Problem: Reproduce each line from the first in the data through the line that contains "Not every distribution" exactly; give nothing else.

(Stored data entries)
━━━━━━━━━━━━━━━━

PR #177, opened 2020-02-28
fix getCatkinLibraryPaths on 64bit

vmatare:
Not every distribution has this symlink from `lib` to `lib64` that Ubuntu has on 64bit systems. The portable, safe bet is to use `lib64` on a 64bit system, and `lib` on a 32bit system. This issue exists in other places in ROS as well, but it was most prominent in the pluginlib. Long term, the check macros should be moved to a more central location, but I think for the time being, this PR will ease many people's lives ;-)

### DIFF
--- a/pluginlib/include/pluginlib/class_loader_imp.hpp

━━━━━━━━━━━━━━━━

Answer for the task:
PR #177, opened 2020-02-28
fix getCatkinLibraryPaths on 64bit

vmatare:
Not every distribution has this symlink from `lib` to `lib64` that Ubuntu has on 64bit systems. The portable, safe bet is to use `lib64` on a 64bit system, and `lib` on a 32bit system. This issue exists in other places in ROS as well, but it was most prominent in the pluginlib. Long term, the check macros should be moved to a more central location, but I think for the time being, this PR will ease many people's lives ;-)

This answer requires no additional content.